**To do**
Copy out the first line of the listing and every line after it, exactly, until you have copied the line containing "- [x] remove".

**Provided records**
+ + + + + + +
Issue #2884, opened 2020-09-01
Minor kubebuilder related items to clean up


carlisia:
Listing things to clean up:

- [x] remove rbac/role file (config/rbac/role.yaml), as well as it's generation in the script (I think this will work: https://github.com/vmware-tanzu/velero/blob/main/hack/update-generated-crd-code.sh#L50)

- [x] maybe remove the `samples` folder; re: https://github.com/vmware-tanzu/velero/pull/2838#discussion_r480258423

- [x] use CAPI's patch function to update resources

- [x] name individual test cases in the controller tests; re: https://github.com/vmware-tanzu/velero/pull/2838#discussion_r481367793

- [x] rename `ServerStatusInfo` (this shad already been done)

- [x] add test to the server disabling controller check.

- [x] maybe refactor controller key stuff into the controller package - PR: https://github.com/vmware-tanzu/velero/pull/2936

PR #3004, opened 2020-10-12
Convert DownloadRequest resource/controller to kubebuilder 

carlisia:
This closes https://github.com/vmware-tanzu/velero/issues/2656.


nrb:
@carlisia I did a quick pass over the code, but is there anything in particular preventing it from moving out of draft right now?

carlisia:
> @carlisia I did a quick pass over the code, but is there anything in particular preventing it from moving out of draft right now?

Yes, I need to fix this test: https://github.com/vmware-tanzu/velero/pull/3004/files#diff-6d5dc1afa6af05350b9f38368bde033f93c478b86304922796d2e6eedcbf1336

carlisia:
Note: @nrb agreed that the test pkg/cmd/util/downloadrequest/downloadrequest_test.go should be removed. To be sure, the controller has thorough testing.

config/rbac/role.yaml
```diff
@@ -26,6 +26,26 @@ rules:
...
+  resources:
+  - downloadrequests
+  verbs:
+  - create
+  - delete
+  - get
+  - list
+  - patch
+  - update
+  - watch
```
nrb, line 40: Since we didn't implement a `watch` in the controller, should we remove this line?

pkg/cmd/util/downloadrequest/downloadrequest.go
```diff
@@ -29,74 +29,51 @@ import (
...
-				}
-			}
+	key := client.ObjectKey{Name: created.Name, Namespace: namespace}
+	checkFunc := func() {
+		updated := &velerov1api.DownloadRequest{}
+		if err := kbClient.Get(ctx, key, updated); err != nil {
+			return
+		}
+
+		// TODO: once the minimum supported Kubernetes version is v1.9.0, remove the following check.
```
nrb, line 62: Pretty sure we can actually remove these checks now. However, let's not in this PR :)

pkg/cmd/util/downloadrequest/downloadrequest.go
```diff
@@ -29,74 +29,51 @@ import (
...
-			Name:      fmt.Sprintf("%s-%s", name, time.Now().Format("20060102150405")),
-		},
-		Spec: v1.DownloadRequestSpec{
-			Target: v1.DownloadTarget{
-				Kind: kind,
-				Name: name,
-			},
-		},
-	}
+func Stream(ctx context.Context, kbClient kbclient.Client, namespace, name string, kind velerov1api.DownloadTargetKind, w io.Writer, timeout time.Duration, insecureSkipTLSVerify bool, caCertFile string) error {
```
nrb, line 44: I don't see the `timeout` argument used anywhere in the new code - am I missing it?

nrb (changes requested):
A couple questions, and I think one of the parameters passed in to the `Stream` function is no longer used now.

pkg/cmd/util/downloadrequest/downloadrequest.go
zubron: It's used on line 105.

config/rbac/role.yaml
carlisia: The very first bullet on this issue is to clean this up: https://github.com/vmware-tanzu/velero/issues/2884

I'll be trying to avoid this from being generated too.

pkg/cmd/util/downloadrequest/downloadrequest.go
carlisia: Created an issue for this: https://github.com/vmware-tanzu/velero/issues/3126

carlisia:
Comments so far have been addressed, ready for review.

nrb (commented):
Dismissing request for changes, but looks like a rebase is necessary.

carlisia:
Rebased, ready for review.

nrb (dismissed):

nrb:
@vmware-tanzu/velero-maintainers Please queue this for review before break

pkg/controller/download_request_controller.go
```diff
@@ -18,229 +18,137 @@ package controller
...
-	updatedBytes, err := json.Marshal(updated)
-	if err != nil {
-		return nil, errors.Wrap(err, "error marshalling updated download request")
-	}
-
-	patchBytes, err := jsonpatch.CreateMergePatch(origBytes, updatedBytes)
-	if err != nil {
-		return nil, errors.Wrap(err, "error creating json merge patch for download request")
+		if downloadRequest.Status.DownloadURL, err = backupStore.GetDownloadURL(downloadRequest.Spec.Target); err != nil {
+			return ctrl.Result{Requeue: true}, err
```
dsu-igeek, line 129: Should we use errors.WithStack() here like above?

dsu-igeek (approved):
I just had the places where I think we want to use WithStack or Wrap on the returned error, otherwise looks good.

pkg/controller/download_request_controller_test.go
```diff
@@ -18,310 +18,256 @@ package controller
...
-			Name:      "a-download-request",
-			Namespace: velerov1api.DefaultNamespace,
-		},
-		Spec: velerov1api.DownloadRequestSpec{
-			Target: velerov1api.DownloadTarget{
-				Kind: targetKind,
-				Name: targetName,
+var _ = Describe("Download Request Reconciler", func() {
+	BeforeEach(func() {})
+	AfterEach(func() {})
```
zubron, line 48: Can these be removed if we're not doing anything in setup/teardown?

pkg/controller/download_request_controller_test.go
```diff
@@ -18,310 +18,256 @@ package controller
...
+
+	It("Should successfully patch a download request object status phase", func() {
+		defaultBackup := func() *velerov1api.Backup {
+			return builder.ForBackup(velerov1api.DefaultNamespace, "a-backup").StorageLocation("a-location").Result()
+		}
+
+		tests := []struct {
```
zubron, line 55: I think if we're going to use Ginkgo here, we should be using the `DescribeTable` function for these tests as you did in #3180. I think without that, all these tests are treated as one spec and you don't get to see the name of a test if it fails.

pkg/controller/download_request_controller_test.go
```diff
@@ -18,310 +18,256 @@ package controller
...
+			rClock := clock.NewFakeClock(now)
 
-			// Set .status.expiration properly for processed requests. Since "expired" is relative to the controller's
-			// clock time, it's easier to do this here than as part of the test case definitions.
-			if tc.downloadRequest != nil && tc.downloadRequest.Status.Phase == velerov1api.DownloadRequestPhaseProcessed {
-				if tc.expired {
-					tc.downloadRequest.Status.Expiration = &metav1.Time{Time: harness.controller.clock.Now().Add(-1 * time.Minute)}
-				} else {
-					tc.downloadRequest.Status.Expiration = &metav1.Time{Time: harness.controller.clock.Now().Add(time.Minute)}
+			if tc.downloadRequest != nil {
```
zubron, line 193: In all the test cases, `tc.downloadRequest` is not nil and it seems like it's necessary that it isn't nil. If you wanted to be really strict, you could fail the test early if it's nil?

zubron (changes requested):
I know you've shown me some of the work to use kubebuilder/controller runtime before, but seeing the changes in a PR make it really clear how much nicer this approach is :smile: 

Most of the comments I've left are cleanup/suggestions and could be addressed in a follow up. The only thing I'd really like to check before merging is the change to the requeue in the BSL controller. I don't know if that's an intentional change, and if so, what is the impact.

pkg/controller/download_request_controller.go
```diff
@@ -18,229 +18,137 @@ package controller
...
+			return ctrl.Result{}, nil
+		}
 
-	log.Debug("Running processDownloadRequest")
-	ns, name, err := cache.SplitMetaNamespaceKey(key)
-	if err != nil {
-		log.WithError(err).Error("error splitting queue key")
-		return nil
+		log.WithError(err).Error("Error getting DownloadRequest")
+		return ctrl.Result{}, err
```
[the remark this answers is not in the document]
carlisia: The reason for returning some errors with stack and others not is documented here: https://velero.io/docs/v1.5/code-standards/#code.

I think there are some in this code that should be returning with Stack but are not. I'll revise, thank you.

pkg/controller/backup_storage_location_controller.go
```diff
@@ -60,7 +60,7 @@ func (r *BackupStorageLocationReconciler) Reconcile(req ctrl.Request) (ctrl.Resu
 	locationList, err := storage.ListBackupStorageLocations(r.Ctx, r.Client, req.Namespace)
 	if err != nil {
 		log.WithError(err).Error("No backup storage locations found, at least one is required")
-		return ctrl.Result{Requeue: true}, err
+		return ctrl.Result{}, err
```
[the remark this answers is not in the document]
carlisia: It was a fix because whenever an error is returned, the request gets requeued, so it was redundant.

pkg/controller/download_request_controller_test.go
carlisia: Yes, good catch, thank you! I'll remove it from #3180 too as well as for other merged controllers.

pkg/controller/download_request_controller_test.go
carlisia: Done.

pkg/controller/backup_storage_location_controller.go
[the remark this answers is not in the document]
zubron: Thanks for explanation!

pkg/controller/download_request_controller_test.go
carlisia: Yes, good point. Fixed.

carlisia:
Hey @vmware-tanzu/velero-maintainers, thanks for the reviews and sorry for the long turn around.

This is ready for review again.

pkg/cmd/util/downloadrequest/downloadrequest.go
```diff
@@ -1,5 +1,5 @@
 /*
-Copyright 2017 the Velero contributors.
+Copyright 2020 the Velero contributors.
```
nrb, line 2: 2021 now.

pkg/controller/download_request_controller.go
```diff
@@ -18,229 +18,136 @@ package controller
...
-
-	updatedBytes, err := json.Marshal(updated)
-	if err != nil {
-		return nil, errors.Wrap(err, "error marshalling updated download request")
-	}
-
-	patchBytes, err := jsonpatch.CreateMergePatch(origBytes, updatedBytes)
-	if err != nil {
-		return nil, errors.Wrap(err, "error creating json merge patch for download request")
+		if downloadRequest.Status.DownloadURL, err = backupStore.GetDownloadURL(downloadRequest.Spec.Target); err != nil {
```
nrb, line 127: If we never find a DownloadURL here, will it just constantly re-queue?

Maybe we should check for expiration at the beginning, regardless of whether the downloadrequest.Status.Phase field is processed, so that erroneous requests don't sit and spin in the controller forever, filling up the logs with errors. Since DownloadRequests are usually a synchronous activity where someone tries to download a thing at the command line, I'm not sure if it's worth continuing to try past the TTL. Does that sound reasonable to others?

nrb (changes requested):
Unfortunately copyright year changed :(. We do have safe legal ground to remove the copyright year, though, so if you'd rather do that for your changed files, 👍  though we should probably scan through and remove them all at once.

Also a question about requeueing failed requests. I asked it specifically on the DownloadURL, but I think it applies to all of the types.

pkg/controller/download_request_controller.go
zubron: Right now it looks like the expiration is only set once a DownloadURL has been received (which happens in the case of success, we have a DownloadURL which expires after TTL). Are you suggesting that we should instead set the expiration at the point where we **create** the DownloadRequest, and then the expiration of the request would be tied to time since creation, rather than the expiration time of the resulting URL?

carlisia: Addressed this as per Nolan's suggestion.

carlisia:
I am manually testing this and getting the error below, will add a comment when it's working and ready for review.

```
An error occurred: Get "http://minio.velero.svc:9000/velero/backups/test1/test1.tar.gz?X-Amz-Algorithm=AWS4-HMAC-SHA256&X-Amz-Credential=minio%2F20210208%2Fminio%2Fs3%2Faws4_request&X-Amz-Date=20210208T145945Z&X-Amz-Expires=600&X-Amz-SignedHeaders=host&X-Amz-Signature=1b5aafa73c614741cb20f3cc098e5257e1c19e6111599c53ff8f9fb21ffba7a4": dial tcp 10.195.47.241:9000: connect: connection refused
```

zubron:
@carlisia I've seen that error before and it's caused by MinIO not being accessible outside the cluster. I managed to fix it by doing a `kubectl port-forward <minio-pod> 9000` and adding `publicUrl: http://localhost:9000` to the BSL config. I found that in the AWS plugin docs: https://github.com/vmware-tanzu/velero-plugin-for-aws/blob/main/backupstoragelocation.md

I think we need to update our docs for Tilt to include this info.

carlisia:
Oh wow, thank you!

carlisia:
@zubron please paste your answer here: https://github.com/vmware-tanzu/velero/discussions/3420

I can update the docs later.

carlisia:
@vmware-tanzu/velero-owners this release blocker is ready for review. 

With Bridget's suggestion I was able to complete a manual test. 🎉

nrb:
@carlisia Awesome! Looks like it'll need a rebase

carlisia:
@vmware-tanzu/velero-owners this release blocker is ready for review.

pkg/apis/velero/v1/download_request_types.go
```diff
@@ -1,5 +1,5 @@
 /*
-Copyright 2017 the Velero contributors.
+Copyright 2020 the Velero contributors.
```
jenting, line 2: nit: Remove the year

pkg/apis/velero/v1/download_request_types.go
```diff
@@ -77,8 +77,14 @@ type DownloadRequestStatus struct {
 	Expiration *metav1.Time `json:"expiration,omitempty"`
 }
 
+// TODO(2.0) After converting all resources to use the runttime-controller client,
```
jenting, line 80: typo: runtime

pkg/apis/velero/v1/download_request_types.go
```diff
@@ -99,7 +105,12 @@ type DownloadRequest struct {
 	Status DownloadRequestStatus `json:"status,omitempty"`
 }
 
+// TODO(2.0) After converting all resources to use the runttime-controller client,
```
jenting, line 108: typo: runtime

pkg/builder/download_request_builder.go
```diff
@@ -0,0 +1,62 @@
...
+	return b.object
+}
+
+// Phase sets the DownloadRequest's status phase.
+func (b *DownloadRequestBuilder) Phase(phase velerov1api.DownloadRequestPhase) *DownloadRequestBuilder {
+	b.object.Status.Phase = phase
+	return b
+}
+
+// Phase sets the DownloadRequest's status phase.
```
jenting, line 57: This should be the Target function description.

nrb:
Looks like we have conflicts after the colorized output PR merged.

carlisia:
Ready for review.

nrb (changes requested):
I think this still needs a little work.

My original intention was to add a new case where DownloadRequests were not reaching a Processed phase, but reached the expiration time. These requests would just constantly requeue in the old code, because there was no terminal state for DownloadRequests never successfully got a DownloadURL. Eventually, these could pile up.

We should also reach a terminal state when the DownloadRequest is moved to the Processed phase, which is what we do now.

So in total, there should be 2 ways for a single DownloadRequest to be deleted in the reconciliation loop:

1) "Now" is after the expiration time; we've never reached the Processed state, but also don't want to queue infinitely
2) We've reach the Processed state, and can clean it up.

pkg/controller/download_request_controller_test.go
```diff
@@ -18,306 +18,237 @@ package controller
...
+		Entry("request with phase 'Processed' is not deleted if not expired", request{
+			downloadRequest: builder.ForDownloadRequest(velerov1api.DefaultNamespace, "a-download-request").Phase(velerov1api.DownloadRequestPhaseProcessed).Target(velerov1api.DownloadTargetKindBackupLog, "a-backup-20170912150214").Result(),
 			backup:          defaultBackup(),
-		},
-		{
-			name:            "request with phase 'Processed' is deleted if expired",
-			downloadRequest: newDownloadRequest(velerov1api.DownloadRequestPhaseProcessed, velerov1api.DownloadTargetKindBackupLog, "a-backup-20170912150214"),
+			expectedRequeue: ctrl.Result{Requeue: true},
+		}),
+		Entry("request with phase 'Processed' is deleted if expired", request{
```
zubron, line 247: Further to @nrb's comments, we should add some more test cases here to show that if a request has phase 'New', or is empty, that we should still delete it if it has expired. I was going through some of the test logic and it looks like it only applies expiration logic in the case where the status is Processed.

zubron:
> 2. We've reach the Processed state, and can clean it up.

Just to clarify - we currently delete the request if it's Processed *and* it's expired. I'm not totally clear on the logic of the controllers and how the download request streaming works but if the request is moved to Processed, it will be requeued and would then be deleted on the next reconciliation loop. It might still be in use by the logs streaming and shouldn't be deleted until after its expiration.

nrb:
> Just to clarify - we currently delete the request if it's Processed and it's expired. 

Thanks, you're right. I was a little hand-wavy there as I was focusing on the current loop iteration. But you're right - it'll requeue until it's both Processed _and_ expired.

carlisia:
Addressed the corrections (thank you1).

Note: I don't know what happened but needed to do a rebase, and the actual commit was "eaten", but the changes were pushed.

Ready for review.

nrb (approved):

pkg/controller/download_request_controller_test.go
```diff
@@ -18,306 +18,249 @@ package controller
...
+			downloadRequest: builder.ForDownloadRequest(velerov1api.DefaultNamespace, "a-download-request").Phase(velerov1api.DownloadRequestPhaseProcessed).Target(velerov1api.DownloadTargetKindBackupLog, "a-backup-20170912150214").Result(),
+			backup:          defaultBackup(),
+			expired:         true,
+			expectedRequeue: ctrl.Result{Requeue: false},
+		}),
+		Entry("request with phase '' and expired is deleted", request{
+			downloadRequest:      builder.ForDownloadRequest(velerov1api.DefaultNamespace, "a-download-request").Phase("").Target(velerov1api.DownloadTargetKindBackupLog, "a-backup-20170912150214").Result(),
+			backup:               defaultBackup(),
+			expired:              true,
+			expectedReconcileErr: "backups.velero.io \"a-backup-20170912150214\" not found",
```
zubron, line 262: Like the previous test where the expired `DownloadRequest` was deleted, we shouldn't expect an error here. There are a few points in the main test code where we only set the expiration on the `DownloadRequest` when it is `Processed` when it should be applied to any expired request.

pkg/controller/download_request_controller_test.go
```diff
@@ -18,306 +18,249 @@ package controller
...
+			pluginManager.On("CleanupClients").Return(nil)
+
+			Expect(test.downloadRequest).ToNot(BeNil())
 
 			// Set .status.expiration properly for processed requests. Since "expired" is relative to the controller's
 			// clock time, it's easier to do this here than as part of the test case definitions.
-			if tc.downloadRequest != nil && tc.downloadRequest.Status.Phase == velerov1api.DownloadRequestPhaseProcessed {
-				if tc.expired {
-					tc.downloadRequest.Status.Expiration = &metav1.Time{Time: harness.controller.clock.Now().Add(-1 * time.Minute)}
+			if test.downloadRequest != nil && test.downloadRequest.Status != (velerov1api.DownloadRequestStatus{}) && test.downloadRequest.Status.Phase == velerov1api.DownloadRequestPhaseProcessed {
```
zubron, line 85: I think this whole outer check can be removed as we need to set the expiration for all requests.

pkg/controller/download_request_controller_test.go
```diff
@@ -18,306 +18,249 @@ package controller
...
 
-			if tc.downloadRequest != nil && tc.downloadRequest.Status.Phase == velerov1api.DownloadRequestPhaseProcessed {
-				res, err := harness.client.VeleroV1().DownloadRequests(tc.downloadRequest.Namespace).Get(context.TODO(), tc.downloadRequest.Name, metav1.GetOptions{})
+			instance := &velerov1api.DownloadRequest{}
+			err = r.Client.Get(ctx, kbclient.ObjectKey{Name: test.downloadRequest.Name, Namespace: test.downloadRequest.Namespace}, instance)
 
-				if tc.expired {
-					assert.True(t, apierrors.IsNotFound(err))
+			if test.expired {
+				if test.downloadRequest.Status.Phase == velerov1api.DownloadRequestPhaseProcessed {
```
zubron, line 145: If `test.expired` is true, then we should always expect the err to be a `NotFound` error.

zubron (changes requested):
Thanks, @carlisia! There are just a couple of changes that need to be made in one of the test cases but it's good otherwise :+1:

pkg/controller/download_request_controller_test.go
carlisia: The expiration gets set only in the same block of code where we update the request status to `processed` (https://github.com/vmware-tanzu/velero/blob/1c536aced492862ed61842315921ab6ccfe62887/pkg/controller/download_request_controller.go#L113). 

This means, not all requests have an expiration. A request that has the phase `""` or `New` will not have its expiration set until it gets processed and returned successfully from the reconcile loop.

carlisia: Which is to say, only requests that have been successfully processed will have it's expiration set.

pkg/controller/download_request_controller_test.go
carlisia: Ah. I was thinking this test block was a mess. Thanks to your other comment, I realize a bug in the test: a request cannot be both expired and have a phase other than `processed`, and the last test case if braking this rule. Fixing this.

pkg/controller/download_request_controller_test.go
carlisia: See my other two separate comments, they address both points here.

pkg/controller/download_request_controller_test.go
carlisia: Hm. You are right, of course. Nvm what I said. Let me re-evaluate these tests.

zubron (approved):
Thanks for fixing the tests - LGTM! :)

nrb (approved):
+ + + + + + +
**Task result**
Issue #2884, opened 2020-09-01
Minor kubebuilder related items to clean up


carlisia:
Listing things to clean up:

- [x] remove rbac/role file (config/rbac/role.yaml), as well as it's generation in the script (I think this will work: https://github.com/vmware-tanzu/velero/blob/main/hack/update-generated-crd-code.sh#L50)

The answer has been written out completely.